What is interesting, in the second case it can be clearly seen that surprisingly at begging the intensity of STE is rising, reaching its maximal value after around 8000 laser pulses, which is almost twice higher than its initial value. Such behavior may be explained, for example, in the terms of the liquid crystalline fluid-like behavior. In case of the high intensities of pumping light generated by nanosecond pulse laser, the horizontally oriented electric field can interact with TACP transition dipole moments and thus causes molecular orientation along the electric field vector of incoming light. Consequently, after each laser pulse, pumping light becomes absorbed by increasing number of dye molecules resulting in more efficient pumping.
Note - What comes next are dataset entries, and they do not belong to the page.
PR #2716, opened 2026-02-23
Enable external Vulkan layers for Android replay

mikes-lunarg:
Usually only debug builds are allowed to load external Vulkan layers on Android, which can be useful for validation/re-capture/etc. This change should allow release builds to also load external Vulkan layers for cases where performance is more important.


MarkY-LunarG:
I don't know if this will also work in the quest replay app, but the rest looks simple and easy.  Thnx Mike!

PR #2717, opened 2026-02-23
VDR: Fix implied operator precedence

panos-lunarg:


framework/decode/vulkan_replay_dump_resources_draw_calls.cpp
jzulauf-lunarg: Should be a matching change here I think.

jzulauf-lunarg (commented):
LGTM

jzulauf-lunarg (approved):
LGTM

PR #2896, opened 2026-04-24
Fix fast-forwarding of `vkTransitionImageLayout[EXT]`

marius-pelegrin-arm:
Fix `VkImage` layout tracking for which `vkTransitionImageLayout[EXT]` calls were forgotten.


fabian-lunarg (approved):
nice

PR #2897, opened 2026-04-24
Cleanup extension querying in instance creation

marius-pelegrin-arm:
Modification of Vulkan instance extensions queried by the replayer is once again getting messy. This commit aims at cleaning things a bit:
- Removing the `is_forced` boolean strategy. If an extension will be querried by the replayer anyway, it's better to still check if it is supported and if it is querried, because there may be multiple edge cases to handle (like extension being faked)
- Move "if extension supported" checks to the "if supported extensions could be queried" block. Checking if an extension is available only makes sense when available extensions query was actually successful

The following bugs are fixed by this commit:
- `VK_EXT_debug_utils` extension not being properly faked if not supported by the replay device
- `VK_KHR_get_surface_capabilities2` added twice if already queried by the application


fabian-lunarg (approved):
the logic is cleaner and I agree with the two (edge-)cases that got fixed

PR #2898, opened 2026-04-24
Limit shader buffer-reference bookkeeping to address-replacement replay

bartosz-muszarski-arm:
Currently replayer will always scan for buffer references in shaders and setup for device address replacement in some code paths even if UseAddressReplacement is disabled.

This change adds guards to skip the bookkeeping when opaque device addresses are supported  avoiding unnecessary SPIR-V parsing and metadata population.


fabian-lunarg (approved):
guarding the spirv-parsing makes total sense, as it isn't required for regular replays, as you say.  I assume this is particularly relevant for benchmarking cases.

PR #2903, opened 2026-04-25
Add missing support for vkGetImageSubresourceLayout2 and vkCmdBindDescriptorSets2

per-mathisen-arm:
These two Vulkan 1.4 commands have support for their extension variants but lack similar support for their core command variants.

### DIFF
--- a/framework/encode/vulkan_state_tracker.h
+++ b/framework/encode/vulkan_state_tracker.h
@@ -511,9 +511,6 @@ class VulkanStateTracker
                                     uint32_t               dynamicOffsetCount,
                                     const uint32_t*        pDynamicOffsets);
 
-    void TrackCmdBindDescriptorSets2KHR(VkCommandBuffer                    commandBuffer,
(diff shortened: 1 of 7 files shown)


framework/encode/vulkan_state_tracker.h
```diff
@@ -514,6 +514,9 @@ class VulkanStateTracker
     void TrackCmdBindDescriptorSets2KHR(VkCommandBuffer                    commandBuffer,
                                         const VkBindDescriptorSetsInfoKHR* pBindDescriptorSetsInfo);
```
fabian-lunarg: I think declaration for `TrackCmdBindDescriptorSets2KHR` can be dropped here, implementation exists only for `TrackCmdBindDescriptorSets2`

fabian-lunarg: done

fabian-lunarg (approved):

PR #2904, opened 2026-04-27
Fix dynamic rendering resource dumps

MartynJacques-Arm:
Prevent insertion of two EndRendering commands when dumping resources of dynamic rendering traces

Use Begin/EndRendering aliases for internal calls when one is available but the other isn't

### DIFF
--- a/framework/decode/vulkan_replay_dump_resources_draw_calls.cpp
+++ b/framework/decode/vulkan_replay_dump_resources_draw_calls.cpp
@@ -157,6 +157,55 @@ void DrawCallsDumpingContext::Release()
     current_cb_index_   = 0;
 }
 
+PFN_vkCmdBeginRendering DrawCallsDumpingContext::ResolveCmdBeginRendering() const
+{
+    if (device_table_->CmdBeginRendering != graphics::noop::vkCmdBeginRendering)
+    {
+        return device_table_->CmdBeginRendering;
+    }
+
+    if (device_table_->CmdBeginRenderingKHR != graphics::noop::vkCmdBeginRenderingKHR)
+    {
+        return device_table_->CmdBeginRenderingKHR;
+    }
+
+    return nullptr;
+}
+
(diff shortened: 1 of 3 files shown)


framework/decode/vulkan_replay_dump_resources_draw_calls.cpp
```diff
@@ -156,6 +156,59 @@ void DrawCallsDumpingContext::Release()
     current_cb_index_   = 0;
 }
 
+PFN_vkCmdBeginRendering DrawCallsDumpingContext::ResolveCmdBeginRendering() const
+{
+    const VulkanDeviceInfo* device_info = object_info_table_.GetVkDeviceInfo(original_command_buffer_info_->parent_id);
+
+    auto cmd_begin_rendering = reinterpret_cast<PFN_vkCmdBeginRendering>(
+        device_table_->GetDeviceProcAddr(device_info->handle, "vkCmdBeginRendering"));
```
fabian-lunarg: what is the reason to use `device_table_->GetDeviceProcAddr` here?
doesn't `device_table_` already contain the fn-pointer?

MartynJacques-Arm: It does indeed. Thanks for pointing that out. Done.

fabian-lunarg (approved):
I agree with the fix (adding an else-condition).
the CmdBegin/EndRendering wrappers look a bit verbose but also easy to read, so fine with me.

fabian-lunarg:
@MartynJacques-Arm heej! the PR is good to go from my side, but apparently our CLA was updated in the meantime. if you could sign the new CLA, that would be cool. thank you!

MartynJacques-Arm:
Thanks @fabian-lunarg, done

MartynJacques-Arm:
Apologies, I've had to move this into a draft whilst I wait for some internal approvals. I'll let you know asap when this is done.

dnlbaines:
The CLA is approved now so this is unblocked from our side.

PR #2905, opened 2026-04-27
Fix external Vulkan layers for Android replay

tom-farmer-arm:
The injectLayers property was in the wrong part of the manifests.


mikes-lunarg (approved):
Good catch! These should in fact be application-level tags
https://cs.android.com/android/platform/superproject/+/android-latest-release:frameworks/base/core/java/android/os/GraphicsEnvironment.java;l=84-90

PR #2908, opened 2026-04-27
break format check out of other builds

bradgrantham-lunarg:


.github/workflows/ci_build.yml
mikes-lunarg: you can remove clang-format-14 from this list

.github/workflows/ci_build.yml
```diff
@@ -145,9 +171,10 @@ jobs:
       with:
         submodules: 'recursive'
     - name: Check generated code
+      if: matrix.config.type == 'debug'
       run: |
         python3 framework/generated/generate_dx12.py # check generated code isn't out of date
-        git diff --exit-code
+        git diff --exit-code || { echo "Generated code differs from branch contents"; exit 1; }
```
mikes-lunarg: I'm surprised this runs on windows. I think the default shell is Powershell on the windows runners

mikes-lunarg (approved):

.github/workflows/ci_build.yml
```diff
@@ -11,6 +11,36 @@ on:
...
+    runs-on: ubuntu-latest
+    steps:
+    - name: Install dependencies
+      run: |
+        sudo apt-get update
+        sudo apt-get install -y clang-format-14
+    - name: Clone repository
+      uses: actions/checkout@v4
+      with:
+        fetch-depth: 0
```
charles-lunarg, line 25: Shouldn't this be 1? Do we need any git history in order to run clang-format?

FYI the default value of `fetch-depth` is 1, whereas 0 gets the entire repository. 

EDIT: I see now that this isn't code you wrote, just moved up. Apologies!
(Still, if you happen to know if we need to checkout the full history, I'm all ears.)

.github/workflows/ci_build.yml
bradgrantham-lunarg: moved to PowerShell syntax

.github/workflows/ci_build.yml
bradgrantham-lunarg: That `diff $BASE...HEAD` does a diff against the merge-base of $BASE (dev) and HEAD (the PR branch).  If you fetch-depth 1 then I think you wouldn't have any of the previous commits including the merge-base.

charles-lunarg: Interesting, I would of thought the clang-format check works by running it against the repo, and seeing if there are any uncommitted changes. "would of thought" meaning how I would conceive of implementing this check, not that it must be implemented that way.

bradgrantham-lunarg: I think that's what this does.  The first diff is --name-only for the PR branch against the merge-base with dev, so it creates a list of changed files, and then that list is filtered through a glob of source suffixes, then that list is clang-formatted in-place, then if a second `git diff` actually displays the diffs and fails if there are any.  That's what this is supposed to do - does it fail at any of that?

PR #2910, opened 2026-04-28
Use blit for virtual swapchain image copy

marius-pelegrin-arm:
Replace `vkCmdCopyImage` with `vkCmdBlitImage` for copying virtual swapchain images to actual swapchain images.
This is theoretically costless if the size of the virtual swapchain images matches the size of the actual swapchain images, and allows to support cases where the actual swapchain size is different than the virtual swapchain image size.

### DIFF
--- a/framework/decode/vulkan_virtual_swapchain.cpp
+++ b/framework/decode/vulkan_virtual_swapchain.cpp
@@ -1034,20 +1034,31 @@ VkResult VulkanVirtualSwapchain::QueuePresentKHR(VkResult                       
                                           &initial_barrier_swapchain_image);
 
         subresource.layerCount   = swapchain_info->image_array_layers;
-        VkExtent3D  image_extent = { std::min(swapchain_resources->actual_extent.width, swapchain_info->width),
-                                     std::min(swapchain_resources->actual_extent.height, swapchain_info->height),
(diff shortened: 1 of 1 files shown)


fabian-lunarg:
I'm fine with replacing vkCmdCopyImage with vkCmdBlitImage and agree with your assessment.

> allows to support cases where the actual swapchain size is different than the virtual swapchain image size

can you maybe give an example? 
I was thinking window-resizing during replay (which we atm do not support)
'could' make use of it (other missing things wrt. sync still prevent it though).

fabian-lunarg (approved):

marius-pelegrin-arm:
> can you maybe give an example? I was thinking window-resizing during replay (which we atm do not support) 'could' make use of it (other missing things wrt. sync still prevent it though

The first example that comes to my mind is for captures that use fullscreen surface when the replay screen has a different size

fabian-lunarg:
we ran into issues, basically `vkCmdBlitImage` might be used on non-graphics queues with this PR. reverting this for the moment and come back.

what's really missing was a check, if present queue family has VK_QUEUE_GRAPHICS_BIT.
otherwise fallback to pre-existing `vkCmdCopyImage`.

PR #2911, opened 2026-04-28
[Frame looping] Reset descriptor pools that are allocated from during the looping frame

nickdriscoll-lunarg:
This PR fixes the frame looping case where descriptor sets are allocated on the looping frame.

Descriptor pools that are allocated from are tracked, then reset after syncing with the device post vkQueuePresentKHR()

### DIFF
--- a/framework/decode/vulkan_replay_frame_loop_consumer.cpp
+++ b/framework/decode/vulkan_replay_frame_loop_consumer.cpp
@@ -325,7 +325,6 @@ void VulkanReplayFrameLoopConsumer::Process_vkQueuePresentKHR(
     StructPointerDecoder<Decoded_VkPresentInfoKHR>* pPresentInfo)
 {
     // Get device
-    Decoded_VkPresentInfoKHR* meta       = pPresentInfo->GetMetaStructPointer();
     CommonObjectInfoTable&    table      = GetObjectInfoTable();
     VulkanQueueInfo*          queue_info = table.GetVkQueueInfo(queue);
     VkDevice                  device     = queue_info->parent;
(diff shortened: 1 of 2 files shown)


framework/decode/vulkan_replay_frame_loop_consumer.cpp
```diff
@@ -279,5 +279,49 @@ void VulkanReplayFrameLoopConsumer::ProcessCreateHardwareBufferCommand(
...
+void VulkanReplayFrameLoopConsumer::Process_vkQueuePresentKHR(
+    const ApiCallInfo&                              call_info,
+    VkResult                                        returnValue,
+    format::HandleId                                queue,
+    StructPointerDecoder<Decoded_VkPresentInfoKHR>* pPresentInfo)
+{
+    // Get device
+    Decoded_VkPresentInfoKHR* meta           = pPresentInfo->GetMetaStructPointer();
+    CommonObjectInfoTable&    table          = GetObjectInfoTable();
+    const auto                swapchain_info = table.GetVkSwapchainKHRInfo(meta->pSwapchains.GetPointer()[0]);
```
bradgrantham-lunarg: Instead of having to reach into swapchains, I suggest get the `VulkanQueueInfo` from `GetObjectInfoTable().GetVkQueueInfo(queue);` and then the device is `GetObjectInfoTable().GetVkDeviceInfo(queue_info->parent_id);` and the handle is then `device_info->handle`

bradgrantham-lunarg (changes requested):

framework/decode/vulkan_replay_frame_loop_consumer.cpp
nickdriscoll-lunarg: Thanks, that's a little nicer, though I opted for `queue_info->parent` instead of calling `table.GetVkDeviceInfo()`

bradgrantham-lunarg (approved):

PR #2915, opened 2026-04-29
Reduce artifact retention

beau-lunarg:


ci/Jenkinsfile
```diff
@@ -38,15 +38,11 @@ pipeline {
                     def discarder = env.BRANCH_NAME == 'dev'
                         ? buildDiscarder(logRotator(
                             daysToKeepStr: '90',
-                            numToKeepStr: '100',
-                            artifactDaysToKeepStr: '90',
-                            artifactNumToKeepStr: '100'
+                            artifactDaysToKeepStr: '14'
```
lunarpapillo, line 41: This means that every branch will save all artifacts from all runs for 14 days, right?  So if a branch has 100 commits in a week, all will be saved?

Do we really need any more than one set of artifacts, from the latest run, on any given branch?

ci/Jenkinsfile
```diff
@@ -38,15 +38,11 @@ pipeline {
...
-                            artifactNumToKeepStr: '100'
+                            artifactDaysToKeepStr: '14'
                         ))
                         : buildDiscarder(logRotator(
-                            daysToKeepStr: '7',
-                            numToKeepStr: '5',
-                            artifactDaysToKeepStr: '7',
-                            artifactNumToKeepStr: '5'
+                            daysToKeepStr: '30',
+                            artifactDaysToKeepStr: '7'
```
lunarpapillo: Won't this make the problem worse, by increasing the number of logs kept by a factor of 4?

lunarpapillo (commented):
I'd like to see a quick set of numbers describing:
- how many branches we expect to have active at once
- on average, how many commits/builds are invoked per branch
- how much space does each commit logfie take
- how much space does each extended logfile take
- how many extended runs we expect to maintain on dev
- how many extended runs we expect to maintain on non-dev branches
- etc.

so we can get some idea of what our space requirements for GFXR are.

ci/Jenkinsfile
beau-lunarg: This is for dev only, not PRs

ci/Jenkinsfile
beau-lunarg: This will keep more logs for PRs, but logs aren't the issue.  It doesn't change the number of artifacts days to keep.  But maybe this is one place where num to keep makes more sense than days.  Will change to last 3 per PR

beau-lunarg:
> I'd like to see a quick set of numbers describing:
> 
>     * how many branches we expect to have active at once
> 
>     * on average, how many commits/builds are invoked per branch
> 
>     * how much space does each commit logfie take
> 
>     * how much space does each extended logfile take
> 
>     * how many extended runs we expect to maintain on dev
> 
>     * how many extended runs we expect to maintain on non-dev branches
> 
>     * etc.
> 
> 
> so we can get some idea of what our space requirements for GFXR are.

These numbers are just looking at artifacts, not logs:
I'm also basing this on waht is in Jenkins.  If we recently purged records they won't show up here

Right now dev has 30 builds in the last two weeks, so I would anticipate keeping 30 builds with artifacts for dev
We have 20 PRs open that have any builds against them, so with 3 per PR we would have 60 builds with artifacts across all PRs
Extended should only run once per day that there is a dev build, so max 14 builds with artifacts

This process is opposite to the expected typical photo-degradation trend, therefore in Fig. 6b it can be observed the sharp peak of intensity owing to the occurrence of two separated exponential processes, leading to increase and decrease of light intensity, respectively. Therefore, the boost of light intensity as a result of increasing transparency generated by dye photo-degradation process (dye diffusion, oxidation, thermal decomposition etc.) can be ruled out since the emission intensity vs. initial laser pulse number dependency should have smooth plateau before reduction of intensity value, opposite to the sharp peak visible in Fig. 6b. The second explanation might be based on the changes of scattering conditions generated by intense laser light. In case of scattering feedback whatsoever changes of scattering conditions can strongly affects lasing performance. Such changes may occur as a result of local heating disturbing the order parameter of liquid crystal and/or as the result of heat driven mass transport. Additionally, TACP crystals also provide light scattering and any optical damage, changing their size and structure, must lead to the changes of scattering conditions. According to this mechanism the increase of light intensity might be seen as a consequence of establishing more favorable light scattering conditions, supporting random feedback, while decrease of signals is strictly linked to the photo-degradation processes. Both scenarios are our speculations and requires further, more sophisticated and strictly oriented towards those phenomena studies, which are out of scope of the present article.

Conclusions

We have shown that introduced in this manuscript strategy of incorporating dyes like TACP, exhibiting the strong emission in aggregated form, into LC matrices might be beneficial for the emissive LC materials. In general we can conclude that dyes which are not strongly affected by concentration related quenching (i), showing aggregated induced emission (ii) or aggregation induced enhanced emission (iii), might be superior among the other dyes according to obtainment of photo-stable luminescent organic materials. We have shown that in our particular case the re-crystallization process in small scale does not affect the liquid crystal phase, therefore all benefits coming from utilization of LC are sustained. It means that such parameters like emission intensity as well as STE energy thresholds might be controlled by external electric field. Such feature is desired for construction of opto-electronic devices. Moreover, according to previous conclusion, the appearance of highly emissive crystals in LC phase increases the photo-stability of laser system leading to the even almost lack of photo-degradation processes, when the system is operating around the threshold level. What is most advantageous, the re-crystallization strategy is still capable to be used together with other methods of photo-stability improvement like, i.e. encapsulation, or cell preparation in oxygen free atmosphere. Merging all of the mentioned approaches the resulting laser device can exhibit sufficient photo-stability for commercial requirements.